Wayne E. Vetter, Executive Director
New Hampshire Fish and Game Department
2 Hazen Drive
Concord, New Hampshire 03301
Dear Mr. Vetter:
You have inquired as to the legal standard for determining whether or not a particular river is a public water.
The request arises out of an application for an aquaculture license to conduct a fee fishing operation in the
North Branch River in Stoddard, New Hampshire. The Department's administrative rules, Fis 807.02, prohibit
aquaculture operations in public waters.
For the reasons set forth below, I conclude that a river which can be traversed by canoe or kayak under
ordinary conditions for some portion of each year, or which is capable in its natural state of providing some
other useful service to the public, is a public water. The Department of Environmental Services is the
appropriate agency to conduct a factual inquiry into whether the North Branch River meets this test.
Under the public trust doctrine, all public waters are held in trust by the State for the benefit of the public.
Opinion of Justices, 139 N.H. 82 (1994); Concord Mfg. Co. v. Robertson, 66 N.H. 1 (1889). Public waters
may be used to boat, bathe, fish, fowl, skate, cut ice, and other lawful and useful purposes. Hartford v.
Gilmanton, 101 N.H. 424 (1958); State v. Sunapee Dam Co., 70 N.H. 458, 460 (1900). Public waters include
tidal waters, great ponds of 10 acres or more, and certain rivers. RSA 271:20; Opinion of Justices, 139 N.H.
82; St. Regis Paper Co. v. New Hampshire Water Resources Board, 92 N.H. 164 (1942). Rivers are
distinguished from other public waters by the fact that the submerged land below the river may be privately
owned, even when the water itself is held in trust by the State. New Hampshire Water Resources Bd. v.
Lebanon Sand and Gravel, 108 N.H. 254 (1967).
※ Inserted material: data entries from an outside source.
PR #1217, opened 2019-12-20
docs: update Array method when compared to EmberArray

MrChocolatine:
The method `includes()` used on the native JS Array should be changed to something else, to a method that really does not exist.

1. You are trying to show that this method does not exist but at this time [native JS Array does implements the `includes()` method](https://developer.mozilla.org/en-US/docs/Web/JavaScript/Reference/Global_Objects/Array/includes).

2. The snippet currently displayed is incorrect and should return `true`:
```js
let islands = ['Oahu', 'Kauai'];
islands.includes('Oahu');
// => true
```

### DIFF
--- a/guides/release/configuring-ember/disabling-prototype-extensions.md
+++ b/guides/release/configuring-ember/disabling-prototype-extensions.md
@@ -76,15 +76,15 @@ required interfaces using the convenience method `Ember.A`:
 import { A } from '@ember/array';
 
 let islands = ['Oahu', 'Kauai'];
-islands.includes('Oahu');
-// => TypeError: Object Oahu,Kauai has no method 'includes'
+islands.pushObject('Maui');
+// => TypeError: Object Oahu,Kauai has no method `pushObject`
 
 // Convert `islands` to an array that implements the
 // Ember enumerable and array interfaces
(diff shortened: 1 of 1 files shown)


guides/release/configuring-ember/disabling-prototype-extensions.md
```diff
@@ -76,15 +76,15 @@ required interfaces using the convenience method `Ember.A`:
 import { A } from '@ember/array';
 
 let islands = ['Oahu', 'Kauai'];
-islands.includes('Oahu');
-// => TypeError: Object Oahu,Kauai has no method 'includes'
+islands.without('Oahu');
```
rwjblue: I'd rather not use `.without` as the replacement here. Can we use either `.pushObject` (there are more Hawaiian islands 😛) or swap the items to small objects and use something like `.findBy('isBigIsland', false)`?

My concern with `.without` is that it isn't **really** present due to anything with `@ember/array` it's more of a fundamental internal `@ember/object` thing, so using it as the example is a bit more confusing than something you _would_ expect to call on an `@ember/array`.

rwjblue:
Thank you!

PR #1224, opened 2019-12-21
Try to fix missing netlify reporting

jenweber:
The goal of this PR is for Travis to show a failure if the build fails, but otherwise display success, even if netlify times out.

If this works, I think we can repurpose the should-deploy script to make deploys skippable.


jenweber:
I pushed some broken code and confirmed that if the build exits with 1, the test still shows up as a failure, as it should. If the netlify deploy times out, the job will appear to pass. This is what I was hoping for.

PR #1056, opened 2025-11-25
fix(precompiles): prevent reverts in `FeeManager` sys-tx

### LINKED ISSUE #1014: Bug: FeeManager systemTx can fail via AA calls from malicious proposer
### Describe the bug

A malicious proposer can create an AA transaction whose inner calls intentionally corrupt the protocol’s fee accounting invariants by abusing the fact that AA inner calls have no gas reservation and therefore may freely mutate fee related state before the protocol’s post-transaction fee settlement in `collect_fees_post_tx`. 

Inside the AA transaction, the validator uses a malicious fee token implementation together with `burn_blocked` mechanics to burn only a portion of the gas fees that were just collected for that transaction. This puts the system in an inconsistent state where the FeeManager’s recorded `collected_fees` value is higher than the actual spendable balance remaining after the partial burn. 

When the system transaction at the end of the block attempts to transfer the full expected fee amount to the validator, the FeeManager does not actually hold that amount anymore due to the earlier partial burn, causing the system transaction to revert.

0xrusowsky:
## Motivation

closes #1014 

## Solution

despite i believe the issue is fixed by forbidding `burn_blocked()` calls on `FeeManager`, i also added an upper bound to the `FeeManager` collected fee transfer (in case that there could be other ways to burn fees).

### DIFF
--- a/crates/precompiles/src/tip20/mod.rs
+++ b/crates/precompiles/src/tip20/mod.rs
@@ -454,7 +454,7 @@ impl<'a, S: PrecompileStorageProvider> TIP20Token<'a, S> {
     ) -> Result<()> {
         self.check_role(msg_sender, *BURN_BLOCKED_ROLE)?;
 
-        // Prevent burning from `FeeManager` and `StablecoinExchanfe` to protect accounting invariants
+        // Prevent burning from `FeeManager` and `StablecoinExchange` to protect accounting invariants
         if self.storage.spec().is_allegretto()
             && matches!(
                 call.from,


crates/precompiles/src/tip20/mod.rs
```diff
@@ -453,6 +453,11 @@ impl<'a, S: PrecompileStorageProvider> TIP20Token<'a, S> {
     ) -> Result<()> {
         self.check_role(msg_sender, *BURN_BLOCKED_ROLE)?;
 
+        // Prevent burning from `FeeManager` to protect fee accounting invariants
+        if call.from == TIP_FEE_MANAGER_ADDRESS {
+            return Err(TIP20Error::protected_address().into());
+        }
```
klkvr: this seems quite restrictive and might need a spec update/sync with @danrobinson 

ideally we just explicitly track that kind of situations and not allow burning any liquidity that is reserved for fee payments

0xrusowsky: i think we can still address the audit concern by only adding the upper-bound in the `FeeManager` transfer. Should we do that? or wait for dan's feedback @klkvr?

danrobinson: Good catch here. I think any burning from the FeeManager will probably cause issues with the accounting, even if it's not going to lead to a revert this particular block, so I think it's correct to forbid burning from it. I think we should also probably forbid burning tokens from the FeeManager, the token contract, and the StablecoinExchange?

0xrusowsky: do i need to open a PR for specs too?

crates/precompiles/src/tip_fee_manager/mod.rs
```diff
@@ -232,19 +232,26 @@ impl<'a, S: PrecompileStorageProvider> TipFeeManager<'a, S> {
...
-                    )
-                    .map_err(|_| {
-                        IFeeManager::IFeeManagerErrors::InsufficientFeeTokenBalance(
-                            IFeeManager::InsufficientFeeTokenBalance {},
+                // Bound fee transfer to contract balance
+                let balance = token.balance_of(ITIP20::balanceOfCall {
+                    account: self.address,
+                })?;
+
+                if !balance.is_zero() {
```
0xKitsune, line 240: Makes sense. Just for clarity to restate the problem this PR addresses:

- A malicious user deploys their own TIP20 and sets it as their preferred fee token.
- They submit an AA bundle that:
  - Adds the FeeManager to the blacklist.
  - Calls `burn_blocked` to burn the funds reserved for the transaction.
- When `execute_block` runs, it can't refund the reserved funds because they've been burned, so the block can't complete.

Given that, I believe proposed fix seems correct. ~~However why does the fee manager need to be restricted from calling `burn_blocked`?. Im under the impression that this precompile will never call this function?~~

crates/precompiles/src/tip20/mod.rs
```diff
@@ -454,6 +454,14 @@ impl<'a, S: PrecompileStorageProvider> TIP20Token<'a, S> {
     ) -> Result<()> {
         self.check_role(msg_sender, *BURN_BLOCKED_ROLE)?;
 
+        // Prevent burning from `FeeManager` and `StablecoinExchanfe` to protect accounting invariants
+        if matches!(
+            call.from,
+            TIP_FEE_MANAGER_ADDRESS | STABLECOIN_EXCHANGE_ADDRESS
+        ) {
+            return Err(TIP20Error::protected_address().into());
+        }
```
0xKitsune: While unlikely to cause any issues, we should be gating this logic behind a hardfork.

0xrusowsky: addressed in [`92369ab` (#1056)](https://github.com/tempoxyz/tempo/pull/1056/commits/92369ababe09d50abdf46467ed4e6a7049be409b)

crates/precompiles/src/tip20/mod.rs
```diff
@@ -454,6 +454,16 @@ impl<'a, S: PrecompileStorageProvider> TIP20Token<'a, S> {
     ) -> Result<()> {
         self.check_role(msg_sender, *BURN_BLOCKED_ROLE)?;
 
+        // Prevent burning from `FeeManager` and `StablecoinExchanfe` to protect accounting invariants
```
0xKitsune:
```suggestion
        // Prevent burning from `FeeManager` and `StablecoinExchange` to protect accounting invariants
```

All navigable rivers, as well as useful non-navigable rivers, are classified as public waters under New
Hampshire law. RSA 271:9, enacted in 1911 and never amended, defines [n]avigable streams or waters as
those which are used, or are susceptible of being used in their ordinary condition, as highways for commerce,
over which trade or travel is or may be conducted in the present customary modes of trade or travel on
water, and such term shall not apply to streams or waters which are used merely as public highways for
floating logs.
RSA 271:9.
In 1942, the New Hampshire Supreme Court concluded that navigability is not the sole criterion for
determining whether a stream is a public water. The inquiry under the common law is factual in nature,
focusing on whether the river in question is capable of useful service to the public within the context of the
public trust doctrine:
When a river or stream is capable in its natural state of some useful service to the public because of its
existence as such, it is public. Navigability is not a sole test, although an important one. Although the line
between public and private ponds has been drawn on the basis of acreage, that between public and private
streams has not been and is to be determined as a question of fact under the test stated.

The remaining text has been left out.